Спускаясь с крыльца, Михаил нос к носу столкнулся с Марусей Громославской. Всегда застенчивая, она не смогла скрыть радости при виде его.

— Михал Саныч! Здравствуйте! Как мы радовались-то, что вас освободили! Мы же письма писали в Чека всей станицей! А вы к нам после суда ни ногой!

— Да что ты все — Михал Саныч? — улыбаясь, говорил Михаил. — Просто Михаил. Я ж теперь не инспектор, меня уволили. А на место былых подвигов меня что-то не тянет, как вот и в это заведение, — он ткнул большим пальцем себе за спину. — А букановские-то в наш курень заезжали с угощением, батя был твой. Как живешь, Маруся? Какими судьбами в Вешках?

— Живем, слава Богу, — зарделась Маруся. — А сюда я в окружной исполком приехала, в отдел образования. Вы-то… — она запнулась, бросила быстрый взгляд на Михаила и с улыбкой поправилась: — Ты-то как?

— Да вот в Москву уезжаю, учиться. Хлопочу насчет подводы.

— В Москву?.. — Улыбка слетела с Марусиного лица, хотя она и старалась казаться равнодушной.

Это не укрылось от взгляда Михаила.

— Буду тебе письма писать, хочешь?

— Письмо из дальних краев всегда приятно получить, — застенчиво сказала Маруся.

— А отвечать-то будешь?

— Отчего же не ответить…

Михаил молодцевато поправил шапку-кубанку, тронул отросшие в тюрьме редкие усы.

— Вернусь, зашлю сватов к тебе! Будешь ждать-то?

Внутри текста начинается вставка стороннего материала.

PR #93, opened 2022-03-15
Switched to better make_supernode interface

etwest:
This allows us to specify a location for a Supernode to be placed for any for our calls to make_supernode

### DIFF
--- a/include/supernode.h
+++ b/include/supernode.h
@@ -62,18 +62,20 @@ private:
 
   Supernode(const Supernode& s);
 public:
-  static Supernode* makeSupernode(uint64_t n, long seed);
-  static Supernode* makeSupernode(uint64_t n, long seed, std::fstream &binary_in);
-
   /**
-   * Makes a supernode at the provided location (and does no error checking).
-   * @param loc     the memory location to put the supernode.
+   * Supernode construtors
    * @param n       the total number of nodes in the graph.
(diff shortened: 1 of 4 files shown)


include/supernode.h
```diff
@@ -62,18 +62,20 @@ class Supernode {
...
+   * Supernode construtors
    * @param n       the total number of nodes in the graph.
    * @param seed    the (fixed) seed value passed to each supernode.
-   * @return        a pointer to loc, the location of the supernode.
+   * @param loc     (Optional) the memory location to put the supernode.
+   * @return        a pointer to the newly created supernode object
    */
-  static Supernode* makeSupernode(void* loc, uint64_t n, uint64_t seed);
-  static Supernode* makeSupernode(const Supernode& s);
+  static Supernode* makeSupernode(uint64_t n, long seed, void *loc = malloc(bytes_size));
```
Victor-C-Zhang, line 72: could this ever be called when `bytes_size` is uninitialized?

etwest: Currently you have to call the configure function first. It's non-trivial to change that.

etwest: So yes

Victor-C-Zhang: not ideal, but i guess we can let it go for now. can you put up an issue for this?

Victor-C-Zhang (approved):
see comment reply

Маруся покраснела так, что на глазах ее выступили слезы, и отвернулась.

— А серьезно, Маруся, ты мне шибко понравилась! А вот ты как, к примеру, ко мне относишься?

— Вам же Лида нравилась, — не оборачиваясь, почти шепотом сказала Маруся.

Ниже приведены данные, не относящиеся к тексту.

PR #97, opened 2022-03-24
feat: expose sketch specifics from supernode class

Victor-C-Zhang:
Distributing sketch queries needs to be able to get sketches from within a supernode. Right now, the necessary functions are private.

### DIFF
--- a/include/supernode.h
+++ b/include/supernode.h
@@ -51,6 +51,13 @@ private:
   Supernode(uint64_t n, uint64_t seed, std::istream &binary_in);
 
   Supernode(const Supernode& s);
+
+
+  // get the ith sketch in the sketch array
+  inline Sketch* get_sketch(size_t i) {
+    return reinterpret_cast<Sketch*>(sketch_buffer + i * sketch_size);
+  }
+  
 public:
   /**
    * Supernode construtors
@@ -85,9 +92,8 @@ public:
   // return the number of sketches held in this supernode
   int get_num_sktch() { return num_sketches; };
 
-    // get the ith sketch in the sketch array
-  inline Sketch* get_sketch(size_t i) {
-    return reinterpret_cast<Sketch*>(sketch_buffer + i * sketch_size);
+  inline bool out_of_queries() {
+    return idx == num_sketches;
   }
 
   // get the ith sketch in the sketch array
--- a/include/supernode.h
+++ b/include/supernode.h
@@ -50,16 +50,6 @@ private:
    */
   Supernode(uint64_t n, uint64_t seed, std::istream &binary_in);
 
-  // get the ith sketch in the sketch array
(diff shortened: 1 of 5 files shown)


include/supernode.h
```diff
@@ -84,10 +74,27 @@ class Supernode {
...
 
+  inline size_t get_sketch_size() {
+    return sketch_size;
+  }
+
+  // return the number of sketches held in this supernode
+  int get_num_sktch() { return num_sketches; };
+
+    // get the ith sketch in the sketch array
+  inline Sketch* get_sketch(size_t i) {
```
etwest: Is it possible to only make the const pointer public? This might require making Sketch write_binary const but that’s doable.

Victor-C-Zhang: I don't think that's how `const` member functions work. Afaik `const` versions of member functions are invoked only when the object is `const`. That means the `supernode` would need to be a `const` supernode, which clearly it cannot be since we are actively modifying it,

EDIT: Though now that I think about it, I could create a `get_curr_sketch()` function and just keep all native `get_sketch()` functions private.

Victor-C-Zhang: Why do you want this anyways?

etwest: I'm not saying the member function should be const but rather return a const pointer to a sketch object. The reason I want this is so that the caller of get_sketch can't muck with the internals of the supernode and make the data invalid for example.

etwest: Sketch const * is really what I want. Since we aren't returning a reference to the pointer we don't need to protect the pointer with const.

Victor-C-Zhang: Ok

— Отчего ты так решила? Потому что я на нее смотрел? Она же, как и ты, красивая, как же на вас не смотреть? Или я не казак?

И вот я посмотрел, сравнил и решил: ты мне больше подходишь. Ну, отвечай же: нравлюсь я тебе, Маруся?

Она повернулась к нему, глянула в глаза.

— А как ты думаешь?

— Да я, как любой казак, думаю, что всем девкам нравлюсь! А потом оказывается, что ни одной!

— Мне нравишься, — потупилась Маруся.

— А ждать будешь?

Она кивнула с улыбкой, потом спохватилась:

— А долго ждать-то?

— Ну, коли будешь ждать, при первой же возможности на побывку приеду!

На крыльце появился Погорелое.

— Этого Шолохова на минуту нельзя оставить — он уже амуры крутит! Ты, Михаил, хотя бы от окон отошел, а то Илья Ефимыч подумает: нарочно меня дразнит!

— Что ж мне теперь, всю жизнь глядеть за спину — нет ли там Ильи Ефимыча?

— Так и гляди! Авось меньше глупостей будешь делать. Есть попутная подвода до Миллерова. Пойдем, договоримся с хозяином.

Михаил попрощался с Марусей, задержав ее огрубевшую от работы руку в своей, хотел поцеловать в щеку, но в последний момент с сожалением передумал, вспомнив, что они стоят на главной улице Вешек, напротив здания ГПУ.

— Не забывай меня, Марья Петровна! — шепнул он теребящей в замешательстве оборки на платье Марусе, закинул мешок за плечи и пустился вслед за Погореловым, бодро хромавшим по раскисшей после дождя улице.